Top of Supplied information

PR #269, opened 2017-12-12
Service improvements

Mecharyry:
### Problem
There are some outstanding issues with the `MigrationService` including:

* `bind` can be called multiple times and it will spawn off multiple executors to perform the migration.
* `unbind` can be called multiple times and we don't guard against `nulls` in the `binder` 😬 

### Solution
* Make `Migrator` single instance and expose an `isRunning` state to ensure that `onStartCommand` is only executed once until the `Migrator` completes.
* Expose `isBound` method on `Service` so we avoid `unbinding` from a `Service` which has already been unbound.

### DIFF
--- a/library/src/main/java/com/novoda/downloadmanager/LiteDownloadMigrationService.java
+++ b/library/src/main/java/com/novoda/downloadmanager/LiteDownloadMigrationService.java
@@ -17,8 +17,9 @@ import java.util.concurrent.Executors;
 public class LiteDownloadMigrationService extends Service {
 
     private static final String TAG = "MigrationService";
+    private static ExecutorService executor;
+
     private Migrator v1ToV2Migrator;
-    private ExecutorService executor;
     private IBinder binder;
     private Migrator.Callback migrationCallback;
     private String updateMessage;
@@ -32,18 +33,15 @@ public class LiteDownloadMigrationService extends Service {
     @Override
     public int onStartCommand(Intent intent, int flags, int startId) {
         super.onStartCommand(intent, flags, startId);
-
         Log.d(TAG, "onStartCommand");
 
-        if (v1ToV2Migrator != null && !v1ToV2Migrator.isRunning()) {
-            executor.execute(new Runnable() {
-                @Override
-                public void run() {
-                    Log.d(TAG, "Begin Migration");
-                    v1ToV2Migrator.migrate();
-                }
-            });
-        }
+        executor.execute(new Runnable() {
+            @Override
+            public void run() {
+                Log.d(TAG, "Begin Migration");
+                v1ToV2Migrator.migrate();
+            }
+        });
 
         return START_STICKY;
     }
@@ -51,7 +49,10 @@ public class LiteDownloadMigrationService extends Service {
     @Override
     public void onCreate() {
         Log.d(TAG, "onCreate");
-        executor = Executors.newSingleThreadExecutor();
+        if (executor == null) {
+            executor = Executors.newSingleThreadExecutor();
+        }
+
         binder = new MigrationDownloadServiceBinder();
         v1ToV2Migrator = MigrationFactory.createVersionOneToVersionTwoMigrator(
                 getApplicationContext(),
--- a/library/src/main/java/com/novoda/downloadmanager/LiteDownloadMigrationService.java
+++ b/library/src/main/java/com/novoda/downloadmanager/LiteDownloadMigrationService.java
@@ -16,6 +16,7 @@ import java.util.concurrent.Executors;
 
 public class LiteDownloadMigrationService extends Service {
 
+    private static final String TAG = "MigrationService";
     private Migrator v1ToV2Migrator;
     private ExecutorService executor;
     private IBinder binder;
@@ -26,13 +27,13 @@ public class LiteDownloadMigrationService extends Service {
     public int onStartCommand(Intent intent, int flags, int startId) {
         super.onStartCommand(intent, flags, startId);
 
-        Log.d(getClass().getSimpleName(), "onStartCommand");
+        Log.d(TAG, "onStartCommand");
 
-        if (v1ToV2Migrator != null) {
+        if (v1ToV2Migrator != null && !v1ToV2Migrator.isRunning()) {
             executor.execute(new Runnable() {
                 @Override
                 public void run() {
-                    Log.d(getClass().getSimpleName(), "Begin Migration");
+                    Log.d(TAG, "Begin Migration");
                     v1ToV2Migrator.migrate();
                 }
             });
@@ -43,7 +44,7 @@ public class LiteDownloadMigrationService extends Service {
 
     @Override
     public void onCreate() {
-        Log.d(getClass().getSimpleName(), "onCreate");
+        Log.d(TAG, "onCreate");
         executor = Executors.newSingleThreadExecutor();
         binder = new MigrationDownloadServiceBinder();
         v1ToV2Migrator = MigrationFactory.createVersionOneToVersionTwoMigrator(
@@ -75,9 +76,9 @@ public class LiteDownloadMigrationService extends Service {
 
     @Override
     public void onTaskRemoved(Intent rootIntent) {
-        Log.d(getClass().getSimpleName(), "onTaskRemoved");
+        Log.d(TAG, "onTaskRemoved");
         rescheduleMigration();
-        Log.d(getClass().getSimpleName(), "Rescheduling");
+        Log.d(TAG, "Rescheduling");
         super.onTaskRemoved(rootIntent);
     }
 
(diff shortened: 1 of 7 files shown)


Mecharyry:
test this please

library/src/main/java/com/novoda/downloadmanager/MigrationFactory.java
```diff
@@ -35,14 +35,19 @@ static Migrator createVersionOneToVersionTwoMigrator(Context context, File datab
...
 
-        SQLiteDatabase sqLiteDatabase = SQLiteDatabase.openDatabase(databasePath.getAbsolutePath(), null, 0);
-        SqlDatabaseWrapper database = new SqlDatabaseWrapper(sqLiteDatabase);
-
-        MigrationExtractor migrationExtractor = new MigrationExtractor(database);
-        RoomDownloadsPersistence downloadsPersistence = RoomDownloadsPersistence.newInstance(context);
-        InternalFilePersistence internalFilePersistence = new InternalFilePersistence();
-        internalFilePersistence.initialiseWith(context);
-        return new VersionOneToVersionTwoMigrator(migrationExtractor, downloadsPersistence, internalFilePersistence, database, migrationCallback);
+        if (INSTANCE == null) {
```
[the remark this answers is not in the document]
Mecharyry: I figured it was better to have the one return and just modify the `INSTANCE` rather than having two 🤔  now I am unsure 😂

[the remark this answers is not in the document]
takecare: always struggle with multiple return points vs nesting as well. if you considered that it's fine. happy to merge or wait for another review.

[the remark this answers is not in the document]
Mecharyry: I'd like @joetimmins or @zegnus to take a look too @takecare. Thanks for reviewing 😃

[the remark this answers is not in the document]
takecare: _nudge_

library/src/main/java/com/novoda/downloadmanager/LiteDownloadMigrationService.java
```diff
@@ -16,23 +16,30 @@
 
 public class LiteDownloadMigrationService extends Service {
 
+    private static final String TAG = "MigrationService";
     private Migrator v1ToV2Migrator;
     private ExecutorService executor;
```
zegnus: If you make this executor to be static and you only create one when there is no instance, then you can avoid the Migrator to be a singleton. Might we worth to double check that my assumption is correct and that if there is a task running in the executor and you kill the service, if you start the service again then the executor instance is the same...

library/src/main/java/com/novoda/downloadmanager/LiteDownloadMigrationService.java
```diff
@@ -16,23 +16,30 @@
...
+
     @Override
     public int onStartCommand(Intent intent, int flags, int startId) {
         super.onStartCommand(intent, flags, startId);
 
-        Log.d(getClass().getSimpleName(), "onStartCommand");
+        Log.d(TAG, "onStartCommand");
 
-        if (v1ToV2Migrator != null) {
+        if (v1ToV2Migrator != null && !v1ToV2Migrator.isRunning()) {
```
zegnus: can `v1ToV2Migrator` be null?

`.isRunning()` can be kept private and removed from the interface, you can call the migrator and if its running will just do nothing. But if you use a static executor, as only allows one task at a time, you don't even need to check for this.

library/src/main/java/com/novoda/downloadmanager/LiteDownloadMigrationService.java
```diff
@@ -16,23 +16,30 @@
...
             executor.execute(new Runnable() {
                 @Override
                 public void run() {
-                    Log.d(getClass().getSimpleName(), "Begin Migration");
+                    Log.d(TAG, "Begin Migration");
                     v1ToV2Migrator.migrate();
```
zegnus: you could annotate this method as `workingThread`

library/src/main/java/com/novoda/downloadmanager/Migrator.java
```diff
@@ -13,5 +15,10 @@
         public void migrate() {
             // no-op.
         }
+
+        @Override
+        public boolean isRunning() {
```
zegnus: What happens if you actually return the NO_OP? I think that is not processed anywhere

library/src/main/java/com/novoda/downloadmanager/MigrationServiceBinder.java
```diff
@@ -29,9 +29,11 @@ public void bind() {
     }
 
     public void unbind() {
-        context.unbindService(serviceConnection);
-        context.stopService(new Intent(context, LiteDownloadMigrationService.class));
-        serviceConnection = null;
+        if (LiteDownloadMigrationService.isBound() && migrationCallback != null) {
```
zegnus: When you bind here, you can hold a reference to the service so that this can be non-static. Also I'm not sure all the static access to the service is needed (regarding `MigrationDownloadServiceBinder`), you can check how is done here https://github.com/novoda/download-manager/blob/epic_download_manager_v2/library/src/main/java/com/novoda/downloadmanager/DownloadManagerBuilder.java#L166

library/src/main/java/com/novoda/downloadmanager/LiteDownloadMigrationService.java
Mecharyry: Good thinking! Reduce the codz 😄

library/src/main/java/com/novoda/downloadmanager/LiteDownloadMigrationService.java
Mecharyry: No, it can't be `null` really 😄  I'll remove both of these and go for the `static` executor.

library/src/main/java/com/novoda/downloadmanager/Migrator.java
Mecharyry: It executes the `Migrator` in the same way, it just doesn't do anything.

library/src/main/java/com/novoda/downloadmanager/MigrationServiceBinder.java
Mecharyry: It seems that we never `unbind` the `DownloadService` can you explain the reasoning? As far as I am aware we should always `unbind` where a corresponding `bind` exists. 

I'll change the above to introduce an interface anyway and use that instead of having the `isBound` etc.

library/src/main/java/com/novoda/downloadmanager/MigrationServiceBinder.java
```diff
@@ -19,19 +19,22 @@
     }
 
     public void bind() {
-        if (serviceConnection == null) {
-            serviceConnection = new MigrationServiceConnection();
+        if (serviceConnection != null) {
```
Mecharyry: We are assuming that this is only being executed on an `Application` level and therefore will only be allowed to be bound once.

library/src/main/java/com/novoda/downloadmanager/SqlDatabaseWrapper.java
```diff
@@ -16,10 +16,6 @@ public SqlDatabaseWrapper(SQLiteDatabase sqLiteDatabase) {
         this.sqLiteDatabase = sqLiteDatabase;
     }
 
-    public boolean isOpen() {
```
Mecharyry: @zegnus don't need this after moving the creation point of the `Migrator`.

library/src/main/java/com/novoda/downloadmanager/MigrationFactory.java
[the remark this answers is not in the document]
joetimmins: I think what you've done with the `INSTANCE` here is fine but it could help readability to pull out another method for lines 39-45. So you end up with something like 
```
        if (INSTANCE == null) {
            INSTANCE = buildMigrator(context, databasePath, migrationCallback);
        }
        return INSTANCE;
```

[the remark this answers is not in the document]
joetimmins: Or even 
```
return INSTANCE == null ? createInstance(context, databasePath, migrationCallback) : INSTANCE;
```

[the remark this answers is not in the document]
zegnus: Because the singleton is the executor, this is no longer needed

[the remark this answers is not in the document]
Mecharyry: @zegnus if you don't have this then you are always stuck with the `V1Migrator` even when it is not being used, it's allocating more memory than the `no-op` which is why I kept this.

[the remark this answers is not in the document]
Mecharyry: Yes, you are right @zegnus. We use the executor and the `ServiceBinder` to drive the single instance nature.

Mecharyry:
Removed the Single Instance, it's not required anymore. The Service and the Executor should be single instance, preventing any issues.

Bottom of Supplied information

Repeat exactly the lines above from the line that contains "joetimmins: Or even" through the end. Include both of these ends; leave out everything else.

▶ **Exercise response**
joetimmins: Or even 
```
return INSTANCE == null ? createInstance(context, databasePath, migrationCallback) : INSTANCE;
```

[the remark this answers is not in the document]
zegnus: Because the singleton is the executor, this is no longer needed

[the remark this answers is not in the document]
Mecharyry: @zegnus if you don't have this then you are always stuck with the `V1Migrator` even when it is not being used, it's allocating more memory than the `no-op` which is why I kept this.

[the remark this answers is not in the document]
Mecharyry: Yes, you are right @zegnus. We use the executor and the `ServiceBinder` to drive the single instance nature.

Mecharyry:
Removed the Single Instance, it's not required anymore. The Service and the Executor should be single instance, preventing any issues.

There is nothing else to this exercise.